Menurut Djauli (2009) penyakit Tifus Abdominalis sering dijumpai di negara
yang masyarakatnya belum menerapkan perilaku hidup bersih. Dinas kesehatan di

negara maju berkewajiban memantau kebersihan makanan dan minuman. Negara
Indonesia pengawasan makanan dan minum belum berjalan dengan baik.
Tifus Abdominalis banyak ditemukan dalam kehidupan masyarakat Indonesia,
baik di perkotaan maupun di pedesaan.
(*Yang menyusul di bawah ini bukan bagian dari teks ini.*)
Issue #2940, opened 2026-09-12
A body-destructured prop's arrow-function default emits invalid JS (`_p.x ?? (v) => ...`)


kfly8:
## Summary

`const { fmt = (v) => 'v' + v } = props` (a body destructure whose default value is an arrow function) compiles to a genuine JavaScript `SyntaxError` in the emitted client JS. This is pre-existing — it reproduces identically before and after #2934's fix (which makes a body-destructured pure alias's *non-function* default live) — and is orthogonal to that fix's scope.

## Repro

```tsx
'use client'
function Child(props: { fmt?: (v: number) => string }) {
  const { fmt = (v) => 'v' + v } = props
  return <span>{fmt(1)}</span>
}
```

Compiled `init*` body:

```js
const fmt = _p.fmt ?? (v) => 'v' + v
```

`a ?? (v) => expr` is not valid JS — an arrow function cannot appear directly as the right-hand operand of `??` without parentheses (`a ?? ((v) => expr)`). This is a genuine parse error in the emitted bundle, not merely a stylistic nit.

The equivalent PARAMETER-destructured form (`function Child({ fmt = (v) => 'v' + v }: Props)`) does NOT have this problem — its default is wrapped correctly (`(_p.fmt ?? ((v) => 'v' + v))`), matching `ParamInfo.defaultContainsArrow`'s existing paren-wrapping in `propReadFallback` (`packages/jsx/src/props-binding.ts`).

## Root cause

`analyzer.ts` (~line 3160-3163) builds the body-destructured constant's `value` text for a defaulted binding as `${baseValue} ?? ${defaultValueExpr}` unconditionally — it does not check whether `defaultValueExpr` contains an arrow function/function expression and wrap it in parens the way the parameter-destructured path already does via `ParamInfo.defaultContainsArrow`.

[...]

PR #2945, opened 2026-09-12
fix(jsx): make body-destructured props read live in props-object mode

### LINKED ISSUE #2934: Body-destructured props (`const { x } = props`) still capture once, with no diagnostic since BF043's removal
## Summary

Move B (#2932, "Prop Boundary Contract" series) made *parameter*-destructured props (`function Child({ value })`) reactively live, and removed BF043 ("props destructuring breaks reactivity") since it's no longer true for that shape.

However, *body*-destructured props in props-object mode — `function Child(props) { const { value } = props; ... }` — are a different code path (`localConstants` pure-alias classification, not `rewriteDestructuredPropReads`) and still capture once, exactly like before Move B. Verified by compiling both forms:

```js
// BODY: const { value } = props        // PARAM: function Child({ value })
const value = _p.value                  // still captured once
createEffect(() => { console.log(value) })   // dead — never re-runs
```

```js
// PARAM form (Move B): reads live
createEffect(() => { console.log(_p.value) })
```

BF043 never actually covered the body-destructure shape either (it only fired for parameter destructuring), so this isn't a regression — but with BF043 gone entirely, there is now **no diagnostic anywhere** steering a user away from this pattern, and the docs (updated by Move B) now describe destructuring generally as reactive without calling out this exception.

## Impact

A user who writes `function Component(props) { const { value } = props; ... }` (a very natural pattern) gets silently stale reads in effects/memos/handlers, with no warning.

## Suggested fix

Extend Move B's `rewriteDestructuredPropReads`-style live-read rewrite to body-destructured pure aliases (`resolveBodyDestructuredPropAliases` in `packages/jsx/src/props-binding.ts` already identifies these bindings), following the same "single door" AST-rewrite approach. Per this repo's fixture-first rule, land this with a conformance fixture demonstrating the live read, not just prose.

## Context

Found during Opus's review pass on Move B (PR #2932). Not blocking Move B's own scope (which was explicitly parameter-destructuring only) — filed as a tracked follow-up.

kfly8:
Fixes #2934

## The bug

The Prop Boundary Contract series (#2931/#2932/#2933/#2936) made a PARAMETER-destructured `"use client"` prop read live:

```tsx
function Child({ value }: Props) {
  createEffect(() => console.log(value)) // live — reads _p.value at each run
}
```

But the syntactically equivalent BODY-destructured form in props-object mode was left behind:

```tsx
function Child(props: Props) {
  const { value } = props
  createEffect(() => console.log(value)) // captured once at mount — stale forever
}
```

Any effect/memo/handler referencing a body-destructured prop went stale and never saw a later update from the parent, with no diagnostic warning about it — BF043 used to flag this, but was retired when the parameter form was fixed since it no longer applied there.

## The fix

Routes body-destructured bindings through the **same** live-read rewrite door the parameter form already uses (`rewriteDestructuredPropReads` / `livePropReadExpr`), rather than building a second implementation — per this repo's "one decision, two implementations" rule.

The subtle part: the captured-once alias declaration (`const value = _p.value`) has to be **suppressed from emission entirely**, not left in place and pruned afterward. The rewrite walks the whole `export function init<Name>(__scope, _p = {}) { … }` function as a `FunctionDeclaration` with a `ts.Block` body, and `scopeFrameOf` (`prop-rewrite.ts`) *does* collect every one of that block's top-level `const`s as a shadow. So if the alias line stayed in the text, the walk would see it as a real local shadowing `value` and silently skip rewriting every reference to it — the "fix" would be a silent no-op. Suppression happens at the final emission step in `emitSortedDeclarations` (`init-declarations.ts`), leaving `classifyLocalDeclarations`/`compute-scope.ts` untouched (smallest blast radius; `neededProps` is already derived correctly from the `props.<key>` regex path, verified).

New structured IR field (`ConstantInfo.propDestructure { key, defaultValue?, defaultContainsArrow? }`, stamped by the analyzer's `collectConstant`) carries what the destructure pattern said, so a new helper — `bodyDestructuredPropParams` (`props-binding.ts`) — can synthesize a `ParamInfo` per eligible binding without a second AST walk. This is used at three sites:

1. `init-declarations.ts` — suppress the alias declaration.
2. `rewrite-destructured-props.ts` — mode-switch to route props-object-mode bindings through the live-read rewrite (parameter mode is unchanged).
3. `jsx-to-ir.ts`'s `getDestructuredPropNames` — merge into the Phase-1 CSR `template:` lambda rewrite, closing a separate divergence: the CSR template previously emitted a bare `_p.label` for a defaulted body destructure, while Hono's SSR applied the default — a silent CSR/SSR gap now closed the same way Move B closed it for the parameter form.

Also corrected an inaccurate docstring in `rewrite-destructured-props.ts` that claimed the init body "parses as a statement list" and that `scopeFrameOf` "would NOT see" a shadow there — false for this text shape, and exactly why the suppression above is mandatory.

## Edge cases handled

- **`children`** — excluded by **caller key** (not local name), so both `const { children } = props` and a rename (`const { children: kids } = props`) keep their real captured-once extraction unchanged. Its value is a getter that instantiates child components; a live re-read would re-mount them.
- **Renames** (`{ n: count }`) — rewrite to `_p.n` (the caller-facing key), not `_p.count`.
- **Defaults** (`{ label = 'n' }`) — survive as a live `(_p.label ?? 'n')` fallback, with correct arrow-default parenthesization, and no synthesized `?? []`/`?? {}` fallback (matches the removed captured-once line's behavior).
- **`let` / mutation** — only `declarationKind === 'const'` **and** `!mutatedAfterDeclaration` entries are eligible; a `let { value } = props` that's reassigned later stays a real, captured, mutable local.
- Controlled-signal sync's pre-existing gap for a renamed body alias (`createSignal(count)` with `{ n: count }`) is untouched — out of scope for this fix, not made worse.

## Test plan (all run locally, numbers below)

**`packages/jsx` full suite:** 3422 pass, 27 skip, 3 todo, **0 fail** (Ran 3452 tests across 278 files). Added a new `describe` block to `destructured-props-live.test.ts` covering: no captured-once locals + live reads (incl. defaults), a direct assertion the alias line is *absent* (not just implied), a renamed destructure, `children` plain/renamed, `.map()`/handler-local shadowing, a `let`-destructured mutated binding, and the CSR `template:` default fix.

**`packages/adapter-tests` full suite:** 2604 pass, 5 skip, **0 fail** (Ran 2609 tests across 23 files), including `coverage-map.test.ts` and `csr-conformance.test.ts` (382 pass alone). Extended the shared `DestructuredPropsLive` fixture with a `BodyLiveChild` sibling (props-object mode, body-destructured, same memo/effect/handler/`data-label` shape as `LiveChild`), wired to the same `value`/`label`/`onPick` source so a discriminating click sequence (`.live-child` pick → `.btn-increment` → `.body-live-child` pick) proves the body form tracks live state independently.

**`tsgo --noEmit -p .`** (jsx package): clean.

**`generate-expected-html.ts`**: regenerated; `git status --short` clean afterward (base is `main`, so `update-expected-html` CI will also run on this PR's own head).

**Real-browser hydration e2e** (`fixture-hydrate.playwright.ts` + `oracle.playwright.ts`, Chromium): 207 passed, 1 pre-existing skip (unrelated `carousel` idempotence) — includes the extended `destructured-props-live` fixture's snap/three-point/idempotence checks and its dedicated hydration interaction test.

## Deviations from the design

None. Followed the verified design exactly, including the mandatory-suppression invariant and all five edge-case resolutions.

---

---


kfly8:
Closing as superseded — #2934 was independently fixed and merged via #2941 (a different session) while this PR was in progress. #2941 is also more thorough than this branch: it additionally found and fixed two real pre-existing reactivity regressions (`AccordionTrigger`'s `className`, `DropdownMenuSubTrigger`'s `disabled`-derived attributes) and filed a separate follow-up (#2940) for an arrow-function-default edge case this branch didn't cover. Nothing here needs to be carried forward.

---

PR #2957, opened 2026-09-12
Re-set the logo wordmark as "BarefootJS" in Instrument Serif

kfly8:
## Summary

The logo's outlined wordmark still read **Barefoot.js**, the project's old spelling. This PR re-sets it as **BarefootJS**, in Instrument Serif Regular (SIL OFL) — the display face the overview deck established — next to the footprint mark. Logo assets only; no site design changes.

## What changed

- **Wordmark**: "BarefootJS" shaped with harfbuzz (kerning applied) and outlined with fontTools from the same Instrument Serif the deck embeds, at a 27-unit cap height with −0.03em tracking. The viewBox keeps its 46-unit height (width 200 → 175.64), so every consumer that sizes the logo by height is unaffected: the site header (`h-[1.65rem]`), the README (`width="400"`), the playground (`/static/logo-for-dark.svg`).
- **Regenerated from the same outlines**: `images/logo/logo.svg`, `logo-for-light.svg`, `logo-for-dark.svg`, `text.svg` (the ones `site/core/build.ts` copies into `dist/`), `integrations/shared/styles/logo.svg`, and the inline `<Logo>` in `site/shared/components/logo.tsx`.
- **Footprint mark**: same paths as before, taken from `logo.svg`. `logo-for-light.svg` and `logo-for-dark.svg` previously carried the mark ~3.5 units higher than the other files; they now share the one position, so all six files agree.
- **Integrations header** (`integrations/shared/styles/layout.css`): `.bf-header-logo-img` paints `logo.svg` through a fixed box that was tuned for the old 200×46 viewBox; its width is now derived from the new viewBox at the 26px height, so `mask-size: contain` fills the box edge to edge on all 18 integration demo headers.
- **Untouched**: the footprint icon files (`icon.svg`, `<LogoIcon>`), `favicon.svg`, the PNG icons, and the OG image route (it renders page titles in Inter, not the logo).

## Test plan

- [x] Rendered every regenerated asset in light and dark in headless Chromium: the wordmark reads "BarefootJS", no stray outlines, the mark sits vertically centred on the cap height.
- [x] Site header from the local dev server: light, dark (theme class), and mobile (icon only) all render as before with the new wordmark.
- [x] Integrations header box: measures 99.27×26 (ratio 3.818, same as the SVG) and the masked wordmark fills it edge to edge.
- [x] `grep` for `Barefoot.js` across the repo: the only remaining hit is the spelling rule in `.github/workflows/ci-docs.yml`, which lists it as a misspelling.
[...]

PR #2958, opened 2026-09-12
Retry cpanm install in the xslate & mojolicious integrations' Docker images

kfly8:
## Summary

`main`'s `Deploy Sites` workflow failed twice in a row on `deploy-integrations-xslate`
(run [34721646388](https://github.com/piconic-ai/barefootjs/actions/runs/34721646388),
attempts 1 and 2, both after PR #2957 merged). The Docker build's
`cpanm --notest --local-lib=/opt/perl-deps Text::Xslate Plack Starman` step failed
because the CPAN mirror served a truncated/corrupt tarball for `Cpanel-JSON-XS-4.52`:

```
gzip: stdin: not in gzip format
! Failed to unpack Cpanel-JSON-XS-4.52.tar.gz: no directory
! Installing the dependencies failed: Module 'Cpanel::JSON::XS' is not installed
```

This cascades: `Cpanel::JSON::XS` → `JSON::MaybeXS` → `HTTP::Entity::Parser` → `Plack`
→ `Starman`, so the whole install aborts. Neither the merged PR nor any recent change
touches this Dockerfile — it's CPAN mirror flakiness, not a code regression, but the
Dockerfile had no retry so every hit of that flakiness takes `main` red.

pullfrog's review on this PR also flagged that `integrations/mojolicious/` has the
identical unguarded `cpanm` pattern, subject to the same failure mode in the same
workflow — folded into this PR rather than filed as a separate follow-up.

- Wrapped the `cpanm` install in `integrations/xslate/Dockerfile` (build stage),
  `integrations/xslate/Dockerfile.dev`, `integrations/mojolicious/Dockerfile` (build
  stage), and `integrations/mojolicious/Dockerfile.dev` in a 3-attempt retry loop.
- Clear cpanm's download cache (`~/.cpanm`) between attempts so a retry re-fetches
  the tarball instead of re-unpacking the same corrupt file from cache.

## Test plan

- [x] Verified the retry-loop shell syntax with `bash -n`.
- [ ] Could not run a full `docker build` locally (no Docker daemon available in this
      session) — please confirm `deploy-integrations-xslate` and
      `deploy-integrations-mojolicious` go green on this PR's CI run (or the next
      `main` deploy) before merging.

https://claude.ai/code/session_01ERHEWeUqM6YY4V2uzJ4gwa

### DIFF
--- a/integrations/mojolicious/Dockerfile
+++ b/integrations/mojolicious/Dockerfile
@@ -11,7 +11,16 @@ RUN apt-get update \
  && rm -rf /var/lib/apt/lists/*
 # Install CPAN deps into a self-contained prefix so the runtime stage can copy
 # a single directory instead of guessing which /usr/local/... paths exist.
-RUN cpanm --notest --local-lib=/opt/perl-deps Mojolicious
+# Retried: the CPAN mirror occasionally serves a truncated/corrupt tarball,
+# which cpanm treats as a hard failure. Clear its download cache between
+# attempts so a retry re-fetches instead of re-unpacking the same bad file.
+RUN for i in 1 2 3; do \
+      cpanm --notest --local-lib=/opt/perl-deps Mojolicious && exit 0; \
+      echo "cpanm attempt $i failed, retrying..." >&2; \
+      rm -rf /opt/perl-deps ~/.cpanm; \
+      sleep 5; \
+    done; \
+    exit 1
 
 FROM perl:5.38-slim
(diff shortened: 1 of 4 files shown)


kfly8:
Good catch on `integrations/mojolicious/` having the same unguarded `cpanm` call — agreed it's worth the same retry loop, but keeping this PR scoped to the failure that actually broke `main` (xslate). Will follow up separately for mojolicious rather than widen this one.

---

Penyakit Tifus Abdominalis sangat erat
kaitannya dengan kualitas higiene pribadi (higiene perorangan dan higiene perjamah
makanan yang rendah) dan sanitasi lingkungan (lingkungan yang kumuh, kebersihan
tempat-tempat umum yang kurang) serta perilaku masyarakat yang tidak mendukung
untuk hidup sehat (Kepmenkes RI No. 364, 2006).
Makanan dan minuman terkontaminasi merupakan mekanisme transmisi
Bakteri Salmonella Thypi dan carrier adalah sumber infeksi. Bakteri Salmonella
Thypi bisa berada dalam air, es, debu, sampah kering. Bakteri Salmonella Thypi akan
masuk ke dalam vehicle yang cocok (makanan dan minuman) lalu berkembang biak
bila mencapai dosis infektif (Simanjuntak, 1990).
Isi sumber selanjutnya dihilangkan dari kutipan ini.